Cape's Southern Long-Jawed Ground Spider
- Conservation status: Least Concern (SANBI Red List)

Scientific classification
- Kingdom: Animalia
- Phylum: Arthropoda
- Subphylum: Chelicerata
- Class: Arachnida
- Order: Araneae
- Infraorder: Araneomorphae
- Family: Gallieniellidae
- Genus: Drassodella
- Species: D. vasivulva
- Binomial name: Drassodella vasivulva Tucker, 1923

= Drassodella vasivulva =

- Authority: Tucker, 1923
- Conservation status: LC

Species of spider

Drassodella vasivulva is a species of spider in the family Gallieniellidae. It is endemic to South Africa.

==Distribution==
Drassodella vasivulva is endemic to the Western Cape province at elevations ranging from 2–414 m above sea level. Known localities include Cape Town areas, De Hoop Nature Reserve, Kogelberg Biosphere Reserve, and Moordkuil Valley.

==Habitat==
The species was sampled from leaf litter in Forest and Fynbos biomes.

==Description==

Both sexes are known.

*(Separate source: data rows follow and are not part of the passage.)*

PR #68, opened 2023-05-01
fix: transactions table #P23-282

wyola:
## Fixes for transactions' table
task: https://tracker.intive.com/jira/browse/PATRO23-282
### What changed ✏️ 
- **column sizes are set as %** - there is a difference in columns' width when you compare it to the design. This is due to the fact, that it has to display well on a variety of screen sizes. Setting it to widths similar to the ones on the design would always produce some problems on different widths, especially around breakpoints. I tried to find the best widths that work well on a bigger screen, around 1025px, and down to 768px. Below that we would need additional design and probably some columns should be hidden then.
- **other differences compared to design:**
   - as we discussed, the "Creator" column (header and contents) is centered (it is to the left in the design)
   - I centered also the "Amount" header (which seems to be to the left in the design), so there is a smaller gap between the header and column's contents. It could maybe be to the right, but on wider screens, it did not look good to have such a big white space between the "Status" and "Amount" headers
- **header bottom border** - I added styles to make it look like in the design (full width of the `Card`)
- **fix for table shift** - I fixed the table shift caused by `TransactionDropdownMenu` hiding the scrollbar
### Issues 😢 
It does not look great on a very wide screen. There probably should be some limits to `Card` width on such a screen, or some other way around it, but again, there is no design for that

image

### Things that might look weird but aren't 😅
- negative margins on `TableWrapper` - done to have a bottom border of the table header be of the full width of the `Card`
image

- creating a grouping row adds an empty cell at the beginning of each row - it had to be sized to 1px instead of having `display: none` since the latter would for some reason shift the table layout to the left and add some space on the right 🙄
image

- each column has a commented-out line that adds a background color to it, so it is easier to see how columns resize - I am leaving it for now, will remove it before merging

### DIFF
--- a/apps/web/app/(navigation)/budgets/[id]/TransactionsTable.styled.tsx
+++ b/apps/web/app/(navigation)/budgets/[id]/TransactionsTable.styled.tsx
@@ -2,17 +2,22 @@ import styled from "styled-components";
 import { CurrencyAmount } from "ui/CurrencyAmount";
 
 export const TableWrapperStyled = styled.div`
-  width: 100%;
-  display: flex;
-  flex-direction: column;
+  margin-left: -48px;
+  margin-right: -48px;
 
   // table styles
   .ka-table {
-    width: 100%;
+    tr > :first-child {
+      padding-left: 48px;
+    }
+
+    tr > :last-child {
+      padding-right: 0;
+    }
   }
 
   .ka-empty-cell {
-    width: 1px;
+    width: 48px;
   }
 
   // header styles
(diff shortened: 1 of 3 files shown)


wlechowicz (changes requested):
Right-aligned "Amount" cells look bad.

The whole table is unusable on mobile:
obraz

wyola:
> Right-aligned "Amount" cells look bad.
> 
> The whole table is unusable on mobile: 

@wlechowicz After asking clients, I changed "Amount" to be aligned to the left (https://intive-apu8934.slack.com/archives/C04R6LM4JSV/p1683016578103229)

As for the mobile design - I thought we talked that there is no design for those screens, therefore we do not work on it now. Like I wrote in the PR's description:

> I tried to find the best widths that work well on a bigger screen, around 1025px, and down to 768px. **Below that we would need additional design and probably some columns should be hidden then.**

So should I hide some columns below 768px? Set the table to have min-width of that value so there is a horizontal scroll?

Alessiass (approved):
Looks and works really nice! 🚀

wlechowicz (approved):

PR #69, opened 2023-05-01
feat: env stuff 📦 

bdeluga:
## Introducing **[T3.env](https://env.t3.gg)** 👷‍♂️ 

Zod library that help us solve env problems when even rubber duck cannot. ✨ 

## Env schema :page_with_curl:

First we create .mjs file and create our env schema.

 ⚠️Note that demo shows `client-side` env - it has to be prefixed with NEXT_PUBLIC_. 
```tsx
//env.mjs

import { createEnv } from "@t3-oss/env-nextjs";
import { z } from "zod";

export const env = createEnv({
  client: {
    NEXT_PUBLIC_SOME_KEY: z.string().url(),
  },

  runtimeEnv: {
    NEXT_PUBLIC_API_URL: process.env["NEXT_PUBLIC_SOME_KEY"],
  },
});

```
Since we are using next.js `runtimeEnv` is strict by default  and we have to destructure process ourselves.

## Setting env variable 🔨 

```tsx
//.env.local

NEXT_PUBLIC_SOME_KEY="Q2FrZSBpcyBhIGxpZQ=="

```

## Usage  🎯 

```tsx

//Budgets.tsx

import {env} from "@/env.mjs" //same import on both server and client side

const res = fetch(env.NEXT_PUBLIC_SOME_KEY).then(...)

```

## Disclaimer 🚧 

Since every bone of my body stops me from posting **ANY** api url in github. As a good practise let's keep .env.local in `.gitignore` and please add `API_URL` in your .env.local. Dont forget about `NEXT_PUBLIC_`. 🚀

### DIFF
--- a/apps/web/env.mjs
+++ b/apps/web/env.mjs
@@ -1,0 +1,11 @@
+import { createEnv } from "@t3-oss/env-nextjs";
+import { z } from "zod";
+
+export const env = createEnv({
+  server: {
+    API_URL: z.string().url(),
+  },
+  runtimeEnv: {
+    API_URL: process.env.API_URL,
+  },
+});
--- a/apps/web/env.mjs
+++ b/apps/web/env.mjs
@@ -6,7 +6,8 @@ export const env = createEnv({
     NEXT_PUBLIC_API_URL: z.string().url(),
   },
 
-  // need to use [] because process.env works differently in turbo-land
+  // need to use [] because process.env works in next js
+  //https://stackoverflow.com/a/76105098
   runtimeEnv: {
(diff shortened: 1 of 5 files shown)


wlechowicz (changes requested):
LGTM, but please add NEXTAUTH_SECRET env var since we have that too.

wlechowicz (approved):
Never mind, it's still an open PR that env var.

Vectari (approved):

Alessiass (approved):

monika-klokosinska-intive (approved):

PR #710, opened 2021-07-09
feat(examples): add grpc-web example

davidpdrsn:


examples/src/grpc-web/client.rs
```diff
@@ -0,0 +1,90 @@
...
+
+    println!("REPLY={:?}", reply);
+
+    Ok(())
+}
+
+// one byte for the compression flag plus four bytes for the length
+const GRPC_HEADER_SIZE: usize = 5;
+
+fn encode_body<T>(msg: T) -> Bytes
```
LucioFranco, line 45: what is this code for? Mocking grpc-web?

LucioFranco: I see we are working directly with h1 and hyper, nice.

LucioFranco (approved):

PR #714, opened 2021-07-11
feat(tonic): derive Clone for RouterService

cab:
## Motivation

Implementing `Clone` for `RouterService` makes it easier to use with `hyper::service::make_service_fn` and `tower::service_fn`. (For example, when using the pattern in [this example](https://github.com/hyperium/tonic/blob/master/examples/src/hyper_warp/server.rs#L54)).

## Solution

Derive `Clone` for `RouterService`.


davidpdrsn (approved):
LGTM! Thanks!

PR #721, opened 2021-07-12
Split path types in compile

aquarhead:
Same idea as https://github.com/tokio-rs/prost/pull/496 (it should explain both motivation and solution)

### DIFF
--- a/tonic-build/src/prost.rs
+++ b/tonic-build/src/prost.rs
@@ -368,24 +368,22 @@ impl Builder {
     }
 
     /// Compile the .proto files and execute code generation.
-    pub fn compile<P>(self, protos: &[P], includes: &[P]) -> io::Result<()>
-    where
-        P: AsRef<Path>,
-    {
+    pub fn compile(
+        self,
+        protos: &[impl AsRef<Path>],
+        includes: &[impl AsRef<Path>],
+    ) -> io::Result<()> {
         self.compile_with_config(Config::new(), protos, includes)
     }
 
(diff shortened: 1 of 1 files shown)


davidpdrsn:
Could this be a breaking change?

aquarhead:
Yes, I believe it will break if `includes` was empty, like `&[]`. The workaround I used in `prost` is change to `&[""]`, but I'd like to know if there's a better solution.

davidpdrsn:
Ah right yeah. Can't think of a way around that 🤔 [`std::env::join_paths`](https://doc.rust-lang.org/stable/std/env/fn.join_paths.html) has the same issue, although that does allow you to use turbofish. I see thats also how you wrote it initially [here](https://github.com/tokio-rs/prost/pull/496#discussion_r664748885).

I personally not sure using `impl AsRef<Path>` is strictly better than regular generic bounds but I suppose an empty `includes` is quite a niche use-case, though I'm not sure. Never done it myself 🤷

aquarhead:
The problem is that both `protos` and `includes` are using the same generic parameter, so they need to be of same type to make the compiler happy, which can be unnecessary and manual type conversion code.

I guess _a_ solution is to provide another `compile_simple` function that does not take `includes`? Or just document this case?

davidpdrsn:
> Or just document this case?

I would be okay with that I think. @LucioFranco what do you think?

LucioFranco:
Yes, this is a breaking change so lets hold off on it until we go for 0.6. We can keep the PR open though since it will still work down the line.

PR #734, opened 2021-07-30
fix converting `google.protobuf.Empty` to `()` when compiling well-known protobuf types

tdyas:
## Motivation

https://github.com/hyperium/tonic/issues/521 covers the work for Tonic to compile the well-known protobuf types instead of relying on the `prost-types` crate. (One reason to do that is for projects that want `google.protobuf.Any` to use `Bytes` instead of `Vec<u8>` for binary data.) 

https://github.com/hyperium/tonic/pull/522 added initial support for Tonic to configure Prost and itself to compile the well-known protobuf types.

That support is incomplete, however: `tonic-build` fails to compile when configured to convert `google.protobuf.Empty` to `()`. This configuration occurs if the user calls `config.extern_path(".google.protobuf.Empty", "()")` where `config` is an instance of `prost_build::Config`. The error occurs because the existing code tries to interpret `()` as a Rust path and parsing, for example, `super::()` as a Rust path will always fail.

## Solution

This PR fixes the conversion of `google.protobuf.Empty` to `()` by specifically allowing the use of `()` as a valid Rust conversion without attempting to prepend any Rust path.

There are several stacked commits in this PR:
1. Update the `wellknown-compiled` integration test to configure the `google.protobuf.Empty` -> `()` conversion. This first commit fails to compile without the fix.
2. Refactor `tonic_build::prost::Service::request_response_name` to remove the duplication of logic between converting request and response types.
3. Fix the conversion by introducing an allow list of types (consisting only of `()` for now) and just generate a token stream in that case without trying to interpret as a Rust path.


tdyas:
Rebased cleanly and pushed.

The thickness of the dorsal lines is more or less the same in both sexes.

==Conservation==
Drassodella vasivulva is listed as Least Concern. The species has a broad distribution in the southern parts of the Western Cape and may be locally abundant. It is also likely under-collected. The species is protected in De Hoop Nature Reserve and Kogelberg Biosphere Reserve.